Acupuncture for Complex PTSD

Devon Durst

Are you like me, and have a visceral reaction to hearing, or reading, the word ‘stress’?


Living with complex PTSD has been a rollercoaster ride– acupuncture has become a bright shining star in my toolbox of therapeutic tools, and has helped me smoothe the roll from steep inclines, and plummeting drops, to gentle rolling hills. 


When I was 20 I sought out acupuncture for the first time to treat debilitating migraines. My headaches were atypical, and presented with symptoms similar to what would have been a very scary diagnosis. I was sent for rounds of testing, and scans, which all came back with relieving news, but no answers as to why. The first acupuncture treatment curbed my most intense symptoms, so I continued, though I really wasn’t sure what I was treating. I have strong memories of leaving the student clinic at the since closed American School of Traditional Chinese Medicine with energizing post-treatment levity as I took in the sweeping San Francisco Bay views from their Potrero Hill location: I felt fully relaxed, and overjoyed in these moments. 
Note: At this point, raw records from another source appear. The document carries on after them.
PR #4522, opened 2017-08-07
Remove last-modified from headers from travis CI script

JamesWTruher:
It causes a no such resource error when used

When invoke-webrequest is invoked, the call fails with a resource not found error and the badge is not updated. The documentation is pretty spotty with regard to what that resource (last-modified) could have done. It should be enough to set the cache-control header value to let browsers know to refresh the badge value rather than pulling it from cache.

this change should enable the PowerShell main page to report the proper state of the daily build on travis.

### DIFF
--- a/tools/travis.ps1
+++ b/tools/travis.ps1
@@ -50,7 +50,6 @@ function Set-DailyBuildBadge
     $headers = @{
         "x-ms-date"      = $now
         "cache-control"  = "no-cache"
-        "last-modified"  = $now
         "x-ms-blob-type" = "BlockBlob"
         "x-ms-version"   = "$headerDate"
     }


tools/travis.ps1
```diff
@@ -50,7 +50,6 @@ function Set-DailyBuildBadge
     $headers = @{
```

With time I realized my migraines were the result of anxiety attacks, and that a traumatized nervous system was the real culprit. Through decades of inner work, and digging deep to sort through the backlogs of trauma and the psychological effects, I was able to get a PTSD diagnosis, and have gained many self-care insights. 


I’ve been fortunate to come to a good place with myself, and my mental health. A significant part of that is paying attention to my thoughts, feelings, and physical well-being. While recovering from c-ptsd isn’t as simple as getting frequent acupuncture treatments, having a safe space, and affordable treatment, to reset my nervous system, get me out of a dissociative state, and fight or flight when I’ve become triggered, has improved my life beyond measure: it soothes both my mind, and the physical manifestations of stress, so that I can reevaluate a situation with my rational mind. 


I’m grateful for the place of refuge, and healing, Chico Community Acupuncture, and other other community acupuncture clinics afar, have offered when my brain was telling me I wasn’t safe.